ASL - Os portugueses têm que acordar. Há uma falta de sociedade civil em Portugal que é tenebrosa, fruto de uma série de sucessões perniciosas. A primeira república tinha uma sociedade civil urbana mas não tinha sociedade civil rural, entretanto passaram disso para uma ditadura que durou 48 anos e que castrou o país e desertificou a sociedade civil. Agora estamos entregues a uma gente menor, que não tem um projecto nacional e que, para se manter no poleiro, está a cumprir as ordens sórdidas do capital financeiro que nos desgoverna. Vivemos um período de materialismo diabólico que é contra as pessoas. A prova da ausência de sociedade civil é esta: 33% da comida boa que chega às prateleiras do comércio é deitada para o lixo. Um país como este, onde há tantas famílias com fome e que, ainda assim, faz isto, só pode estar doente. Este país tem de acordar, tem de haver alguém que se preocupe com o povo português, que se preocupe com a doença desta pátria e a faça ressuscitar. Nós já fomos um grande país e hoje somos apenas um sítio mal frequentado onde a democracia é um engano. Já não são as pessoas que mandam no Estado mas sim o Estado que manda em nós e nos esmaga, nos tritura e nos amesquinha até ao ponto do suicídio.

CL – Com 58 anos de idade e um currículo tão cheio, que objectivos tem ainda para concretizar enquanto cidadão?

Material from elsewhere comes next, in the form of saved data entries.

PR #619, opened 2023-08-18
DO 1663 / simplify docker-tagging

kofrdx:
Writes tag 'rcnet-v1' when creating a release for tag 'rcnet-v1'. Value equals tag of the release. This tag has highest priority.
Writes 'feature-123-54dfge56' for releases on branch 'feature-123' with commit sha '54dfge56'
Writes 'sha-54dfge56' with commit sha '54dfge56'

### DIFF
--- a/.github/workflows/docker.yml
+++ b/.github/workflows/docker.yml
@@ -140,6 +140,9 @@ jobs:
       image_name: "babylon-node"
       tags: |
         type=ref,event=tag
+        type=semver,pattern=v{{version}}         # v1.0.0 if tag is v1.0.0
+        type=semver,pattern=v{{major}}.{{minor}} # v1.0 if tag is v1.0.0
+        type=semver,pattern=v{{major}}           # v1 if tag is v1.0.0
       flavor: |
         suffix=-amd64
       context: "."
@@ -162,6 +165,9 @@ jobs:
       image_name: "babylon-node"
       tags: |
         type=ref,event=tag
+        type=semver,pattern=v{{version}}         # v1.0.0 if tag is v1.0.0
+        type=semver,pattern=v{{major}}.{{minor}} # v1.0 if tag is v1.0.0
+        type=semver,pattern=v{{major}}           # v1 if tag is v1.0.0
       flavor: |
         suffix=-arm64
       context: "."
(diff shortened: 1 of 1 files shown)


.github/workflows/docker.yml
```diff
@@ -20,64 +20,9 @@ jobs:
         with:
           access_token: ${{ github.token }}
 
-  join_multiarch_image_dockerhub:
```
kofrdx, line 23: Moved down. Closer to the jobs it depends on.

.github/workflows/docker.yml
```diff
@@ -20,64 +20,9 @@ jobs:
...
-      - name: Join multiarch images
-        run: |
-          docker buildx imagetools create -t docker.io/radixdlt/babylon-node:${{ github.event.release.tag_name }} \
-            docker.io/radixdlt/babylon-node:${{ github.event.release.tag_name }}-arm64 \
-            docker.io/radixdlt/babylon-node:${{ github.event.release.tag_name }}-amd64
-
   build_deb:
     name: Build debian package
     runs-on: babylon-runner
-    outputs:
```
kofrdx, line 78: Obsolete. We do not need to create these tags when building the binary.

.github/workflows/docker.yml
```diff
@@ -86,22 +31,6 @@ jobs:
       - uses: actions/checkout@v2
         with:
           fetch-depth: 0
-      - name: Docker meta
```
kofrdx, line 89: Obsolete and misleading. We do not use these tags for creating the image.

.github/workflows/docker.yml
```diff
@@ -160,84 +89,57 @@ jobs:
           name: deb4docker
           path: "${{ github.workspace }}/docker/*.deb"
 
-  setup_tags:
```
kofrdx, line 163: Same can be done with a single line of config: 
```
tags: |
        type=ref,event=tag
        type=raw,value={{branch}}-{{sha}}
        type=sha
```

Also this introduces errors if the hash is only numbers like '1456234'. However uncommon, this results in helm reformating this integer into its scientific representation like '1.456234+e5' or something similar. Not relevant here since the deployment happens without helm. But relevant for other repos with similar patterns.

PR #627, opened 2023-08-24
regenerate ts sdk for grape

dawidsowardx:


malexandru-rdx (approved):
Unfortunately we don't have ts-sdk tests run in CI and we have to do it manually for now.

I've fixed the tests.

PR #628, opened 2023-08-24
Update Scrypto dep in Node

jakrawcz-rdx:
This is a "regular" Scrypto version bump (to `develop-510c2872`).

It blocks a bump to `release/rcnet-v3`.

Most important changes:
- using proper "vault balance changes" (fixed and passed here from Engine) in order to compute "global balance changes"
  - this addresses https://whimsical.com/babylon-work-tracker-Am2s7hSa7xHd5yCxgub67a@2bsEvpTYSt1HjGQgXhRaLKQpx2PZ4dTiUsw
  - it had to happen in the "update scrypto" PR because the old, imperfect Engine "global balance changes" fields are GONE: thus, please pay attention to the new business logic added
- adjusting the Core API mapping logic to work with "versioned substates" (as described at https://rdxworks.slack.com/archives/C05FHR2L79N/p1692810180989879)

Please also see 3x marked `TODO(during review)` - any suggestions/solutions are welcome.


core-rust/state-manager/src/transaction/executable_logic.rs
```diff
@@ -76,14 +76,7 @@ impl ExecutionConfigurator {
...
                     ExecutionConfig {
-                        // Explanation: The first epoch change in Stokenet panicked with
-                        // `SystemModuleError(TransactionLimitsError(TooManyEntriesInTrack))` - so instead
-                        // we override these limits with the genesis limit until they can be fixed upstream.
-                        //
-                        // TODO(rcnet-v3) - Remove these down when we understand what the limit should be,
-                        // and have adjusted ExecutionConfig::for_system_transaction() in the engine.
-                        max_number_of_substates_in_track: 50_000,
-                        max_number_of_substates_in_heap: 50_000,
+                        // TODO(during review): were these "max number of substates" adjusted in the Engine?
```
malexandru-rdx, line 79: I see that now it's bounded by substate total bytes and it is 64MB. If genesis ingestion still works I guess it's fine. (and 64MB seems enough for 50000 substates).

core-rust/core-api-server/core-api-schema.yaml
```diff
@@ -5426,6 +5435,7 @@ components:
         status:
           $ref: "#/components/schemas/LtsCommittedTransactionStatus"
         fungible_entity_balance_changes:
+          # TODO(during review): is this description still true? we have improved both fees and balance changes recently...
```
malexandru-rdx, line 5438: The node logic seems right - unless something in RE makes it inaccurate (doubt it). It's most probably a leftover.

malexandru-rdx (approved):

jakrawcz-rdx:
Gods of Healthy Develop, please forgive me - I am merging this huge PR with just one approval, and with 1 more pending `TODO(during review)` item.
Another huge PR is due (the `release/rcnet-v3`), and it touches very similar aspects, so I am sure we will have opportunity to point out any remaining problems of this one.

PR #108, opened 2022-12-03
fix: stub.serve() shutdown

thundergolfer:
`stub.serve()` is currently unable to `await app.disconnect()` and stop an app, because `async_utils.on_shutdown(AioClient.stop_env_client())` runs before the disconnect call and disconnects the `client`. (it's a race that the `disconnect()` never wins)

I tried a couple dozen things, but can't get around the fact that once <kbd>Ctrl</kbd> + <kbd>C</kbd> has initiated the async loop's shutdown, you can't control the ordering of the app disconnection and the client stop.

The proper fix is probably to rewrite all `client` usage to be done by context manager, but that's much more involved than this stop-gap I've done here. 

----

**Ref:** Shutdown hook is from https://github.com/modal-labs/modal/pull/2957.

### DIFF
--- a/client_test/stub_test.py
+++ b/client_test/stub_test.py
@@ -168,6 +168,7 @@ def test_serve(client):
     stub.serve(client=client, timeout=1)
 
 
+@skip_in_github
 def test_serve_teardown(client, servicer):
     stub = Stub()
     with modal.client.Client(servicer.remote_addr, api_pb2.CLIENT_TYPE_CLIENT, ("foo-id", "foo-secret")) as client:
--- a/client_test/stub_test.py
+++ b/client_test/stub_test.py
@@ -2,12 +2,15 @@
 import logging
 import os
 import pytest
+import sys
 
 from grpclib import GRPCError, Status
 
+import modal.app
 from modal import Stub
 from modal.aio import AioApp, AioQueue, AioStub, aio_lookup
 from modal.exception import InvalidError, NotFoundError
+from modal_proto import api_pb2
 from modal_test_support import module_1, module_2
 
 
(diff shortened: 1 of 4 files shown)


erikbern:
This doesn't seem 100% obvious to me – what if someone wants to call `stub.serve` from within their code? They might not expect the client to get torn down when stub.serve finishes. Maybe it's a weird case.

thundergolfer:
I think that's a weird case. The `.serve()` blocks and doesn't return, so it only really finishes when a termination is sent, such as SIGTERM or SIGINT or SIGKILL.

erikbern:
Would prefer to solve it in a nicer way – fine to merge this but let's at least add some comments explaining what's the purpose of this code. Would also prefer to add a test.

erikbern:
If it's hard to add the test, it's not the end of the world to skip it. Would be great to add some comments though!

client_test/stub_test.py
```diff
@@ -166,6 +169,22 @@ def test_serve(client):
...
+    sys.version.startswith("3.7"),
+    reason="AsyncMock only introduced in Python 3.8",
+)
+def test_serve_teardown(client, servicer):
+    from unittest.mock import AsyncMock, patch
+
+    stub = Stub()
+    fake_disconnect = AsyncMock()
+    with modal.client.Client(servicer.remote_addr, api_pb2.CLIENT_TYPE_CLIENT, ("foo-id", "foo-secret")) as client:
+        with patch.object(modal.app._App, "disconnect", fake_disconnect):
```
erikbern, line 182: Awesome with test!

Instead of mocking the app, you could probably just see if the `AppDisconnect` call was called [on the servicer fixture](https://github.com/modal-labs/modal-client/blob/main/client_test/conftest.py#L110)

thundergolfer: Cheers, I'll try that 👍

thundergolfer: A mock-y test that runs in CI is probably better than a non-mock test that doesn't run in CI, so I'll go back to that.

thundergolfer: Damn, the mock is flaky too.

freider:
Attempt at removing this here: https://github.com/modal-labs/modal-client/pull/108

PR #111, opened 2022-12-06
Update client proto to prepare for image build context mount addition

freider:


aksh-at (approved):
Cool! As you suggested on Slack, we might want to mount a subset of the build context (in case of `COPY`s) and not the entire directory. But that still works with this interface.

PR #125, opened 2022-12-13
client should be forward-compatible with new ProgressType

thundergolfer:
Just realized that old-clients aren't forward compatible with new progress types, they'll raise an exception. Fix this for clients  going forward. Will announce the function queuing progress logs in beta channel before releasing the feature server-side, as A100 users will need to upgrade their client.


erikbern:
Nice! Forward compatibility is tricky

PR #129, opened 2022-12-15
Adds basic copy support to Image

freider:
Lets users copy data from a Mount into an image during image build.
Either using the convenience `copy` method on Image, or using the more low level `context_mount=..., dockerfile_commands=["COPY ..."]` options for `.extend()`

Next step is to improve the semantics of creating Mounts to make mount composition easier than it is today.

This is what the new functionality looks like:
```python
mount = Mount(remote_dir="/", local_dir=Path(__file__).parent / "static")
Image.debian_slim().copy(mount, remote_path="/static")
```

### DIFF
--- a/client_test/image_test.py
+++ b/client_test/image_test.py
@@ -189,3 +189,24 @@ def test_poetry(client, servicer):
         layers = get_image_layers(running_app["image"].object_id, servicer)
         context_files = {f.filename for layer in layers for f in layer.context_files}
         assert context_files == {"/.poetry.lock", "/.pyproject.toml", "/modal_requirements.txt"}
+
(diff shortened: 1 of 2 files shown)


erikbern:
it's a bit confusing that there's both `remote_dir` and `remote_path` – I guess we can remove one of them at some point?

erikbern (approved):

freider:
> it's a bit confusing that there's both `remote_dir` and `remote_path` – I guess we can remove one of them at some point?

Yeah the remote_dir of mount is superfluous and doesn't do much. It will make more sense after refactoring the mount interface

PR #133, opened 2022-12-17
Graceful handling for KeyboardInterrupts with async functions

aksh-at:
We weren't canceling the task inside `asyncio.run` on receiving `KeyboardInterrupt`s. Created a bunch of log vomit for async functions (including all webhooks). 

Separately also handles a `CancelledError` that's raised in `_asgi` wrapper from the task being cancelled.

### Before 

(async function, not a webhook)

image

### After

image


erikbern:
oh interesting – and nice fix!

PR #137, opened 2022-12-19
Accept string values for `gpu` param

aksh-at:
Small QoL thing for GPU specification. We're keeping `GPUConfig` objects around, to allow GPU configuration beyond type (e.g. count or memory). But for most users typing out this config is onerous and hard to remember, so `gpu` now also accepts strings.

Adds a deprecation warning for old `gpu=True`, which should now be replaced in favor of `gpu='any'`.

### Usage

ASL - Ao contrário do que diz o ditado, para mim recordar é morrer, ou seja, a pessoa que vive exclusivamente do passado morreu. A maioria dos portugueses deve estar num asilo à espera de morrer mas, como sou irrequieto, vou arranjando objectivos para concretizar. Como tal, há uma parte do meu futuro que desconheço mas na qual sei que vou continuar a fazer algo.